Friday, January 10, 2014

Excerpt from The Way Home by Carol Holland March


The Way Home: Desert Song

By Carol Holland March

SYNOPSIS

The Way Home, a collection of visionary stories about finding your true home. 

Whether a place or a relationship, all the characters in The Way Home are seeking what they’ve lost, and the clues they follow are just beyond the veil. A metaphysical treat for those who like their stories off the beaten path, their fantasy balanced on the edge of reality. 

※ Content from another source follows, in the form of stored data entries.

PR #5634, opened 2021-03-11
Extend logging to include execution time

antoniotorresm:
Adding execution time in logs provides useful information
for identifying API operations that impact IPA performance.

Related: https://pagure.io/freeipa/issue/8759

### DIFF
--- a/ipaserver/rpcserver.py
+++ b/ipaserver/rpcserver.py
@@ -28,6 +28,7 @@ from __future__ import absolute_import
 import logging
 from xml.sax.saxutils import escape
 import os
+import time
 import traceback
 from io import BytesIO
 from urllib.parse import parse_qs
@@ -374,6 +375,8 @@ class WSGIExecutioner(Executioner):
             return self.marshal(result, RefererError(referer='missing'), _id)
         if not environ['HTTP_REFERER'].startswith('https://%s/ipa' % self.api.env.host) and not self.env.in_tree:
             return self.marshal(result, RefererError(referer=environ['HTTP_REFERER']), _id)
+        if self.api.env.debug:
+            time_start = time.perf_counter_ns()
         try:
             if ('HTTP_ACCEPT_LANGUAGE' in environ):
                 lang_reg_w_q = environ['HTTP_ACCEPT_LANGUAGE'].split(',')[0]
@@ -414,6 +417,8 @@ class WSGIExecutioner(Executioner):
             try:
                 params = command.args_options_2_params(*args, **options)
             except Exception as e:
+                if self.api.env.debug:
+                    time_end = time.perf_counter_ns()
                 logger.info(
                    'exception %s caught when converting options: %s',
                    e.__class__.__name__, str(e)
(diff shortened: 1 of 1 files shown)


ipaserver/rpcserver.py
```diff
@@ -368,12 +369,15 @@ def wsgi_execute(self, environ):
         args = ()
         options = {}
         command = None
+        time_start = None
+        time_end = None
```
rcritten, line 373: Do these need to be defined here? I guess it could be good practice, but I don't see a way that either could be used without calling time.perf_counter() first.

abbra:
I am concerned by timer calls in the normal code paths. This might turn to be way more expensive than expected. In some situations clock_gettime() which is used by the Python's time.perf_counter() since 2018 will have to do a real syscall and slow things down. This is, in particular, an issue on xen-based AWS instances.

Another part is a change of output format for the logger in one case but not the other one.

rcritten:
Thomas had similar performance concerns. We can wrap it with a conditional if desired, something that can be set in the IPA config either by file or bootstrap.

I'm not sure which formatting cases you're referring to, but if we add a conditional that will also change the format depending on configuration. The value is tacked onto the end of the line as the best we can do. If there are any log parsers as long as they don't have a trailing $ in the regex then its likely that this won't break them.

abbra:
We can have that conditional to print the timing on a separate line. Or add it to the json instead.

rcritten:
A separate line would work but we'd basically have to log a lot of the same information for it to be useful.

I'm not sure what you mean by json. If you mean in the data returned to the client that would make analyzing the data a lot more difficult and less central.

abbra:
That's also true. On the other hand, we have 'raw' logging when `debug=true` is set in the `server` context. May be extend this raw format instead of the main log lines?

antoniotorresm:
I have updated the PR, now time is only recorded when debug mode is enabled, and a second debug line is printed on command success showing exactly the same information + time.
```

[Mon Mar 15 12:32:13.467490 2021] [wsgi:error] [pid 14895:tid 15355] [remote fe80::f816:3eff:fedd:a779%eth0:33040] ipa: INFO: [jsonserver_session] admin@IPA.LOCAL: user_add/1('testuser2', givenname='test', sn='test', version='2.240'): SUCCESS
[Mon Mar 15 12:32:13.467588 2021] [wsgi:error] [pid 14895:tid 15355] [remote fe80::f816:3eff:fedd:a779%eth0:33040] ipa: DEBUG: [jsonserver_session] admin@IPA.LOCAL: user_add/1('testuser2', givenname='test', sn='test', version='2.240'): SUCCESS 0.24110692400063272
```

rcritten:
This works for me.

rcritten:
We like to have upstream tickets associated with commits. Can you create an upstream RFE for this and link it in the commit message?

antoniotorresm:
Done: https://pagure.io/freeipa/issue/8759

abbra:
Thanks for this change. I have only one question left: what about returning time in nanoseconds instead of fractions of a second?  E.g. use `perf_counter_ns()` instead. I can imagine that it will be a tiny bit faster also on systems like Raspberry Pi.

antoniotorresm:
OK, now it's using nanoseconds. Thomas also suggested adding a tag to the number, I added `etime` since that's how it appears in LDAP logs.

rcritten:
Talked to @abbra offline and got his ack.

rcritten:
master:

* 4d716d3fbc69760bc0f7bd1a7c83ab14f1a62f18 Extend logging to include execution time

In Desert Song, a young woman embarks reluctantly on a road trip, where she is chased by a ghostly skeleton, and faces buried memories so she can open to herself to love. 

CAROL SAYS:

This is an excerpt from Desert Song, one of the stories in my collection of fantasy stories, The Way Home.  Franny has agreed to go on a road trip with Ray, from San Francisco through the Mojave desert even though she hates the desert and has bad memories of her childhood in Los Angeles.  This is not a true story, but the road trip that inspired it did happen. It was my first visit to the Mojave, and after driving well past dark, I ended up in the desert near Palm Springs. When I got up the next morning, the stark beauty of the desert─the sand, the mountains, the light─entranced me.  I will never forget that feeling of being somewhere sacred, a place empty of human life, but infused with spirit. I wanted Franny to feel some of that to ease her way into the trip that was going to change her life.  

EXCERPT:

“It won’t be so bad, being in the desert, Franny. It’s a big place, you know. We’ll camp under a palm tree.”
I thought he was joking, but just before we reached Palm Springs, Ray turned off the interstate, then onto a dirt road that took us past a row of tall date palms. He parked the truck. We dragged our sleeping bags onto a patch of soft sand and zipped them together. Lying beside him with only our hands touching, I thought about my mother and all the places I had lived since LA. I thought of the men I've been with, good and bad, and how Ray had lasted longer than any of them. Through the swaying branches of the trees, starlight pierced the utter darkness. Ray’s hand was warm and solid in mine.
"I love you," Ray said.
I was afraid I'd start crying if I said anything, so I pretended to be asleep. He rolled over and curled his arm around my waist. 
In the morning, everything was colored gold, lit by the rising sun. We were in a valley of sand dotted with cactus and scrub bushes with the ungainly palms soaring above us and nothing of civilization in sight. In the distance, desert mountains towered silent and proud; their nakedness held me still for more than a minute as I took them in. As I walked away from the protection of the trees, the sun seeped into my pores. I felt light and dry as if I could run all the way to those mountains and all the way back again.
Ray emerged from the camper carrying a coffeepot and two cups. It was a familiar ritual. I sat on a rock and took the cup he offered.
“How you doin’?” he asked.
The lines of worry around his mouth had already softened; sunlight works miracles with Ray. I shook my head. So many words crowded my throat, none came out.
“Did you sleep okay?”
“Fine. The desert is warming me up.”
Something of what I meant must have shown on my face. His eyes crinkled. I placed my untouched coffee on a flat rock. Ray stood, took my shoulders, and drew me up. I buried my face in his neck and bit the tip of his ear lobe. I wanted to lie down on that warming sand with the sun in my face and the naked mountains watching over us, and I wanted to feel him reaching for me, all the way inside, as far as anyone has ever got, so my body would beat in time to the vibrations of that place. After I conveyed this to him with that one hard bite, he muttered into my hair that getting an early start was not always the best plan for the first day of your vacation, and so it was close to ten o’clock before we started east again.